Please reproduce exactly the line that carries "Adds a controller" and all remaining lines through the last line of the data, and write nothing else.
--- Provided material Enclosed Below ---
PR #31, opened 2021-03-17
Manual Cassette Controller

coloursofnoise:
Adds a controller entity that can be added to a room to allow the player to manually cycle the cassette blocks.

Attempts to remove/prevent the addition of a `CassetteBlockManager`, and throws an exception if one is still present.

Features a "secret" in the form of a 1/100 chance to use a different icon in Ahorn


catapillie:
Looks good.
--- End of Enclosed Provided material ---
§ **Output for this task**:
Adds a controller entity that can be added to a room to allow the player to manually cycle the cassette blocks.

Attempts to remove/prevent the addition of a `CassetteBlockManager`, and throws an exception if one is still present.

Features a "secret" in the form of a 1/100 chance to use a different icon in Ahorn


catapillie:
Looks good.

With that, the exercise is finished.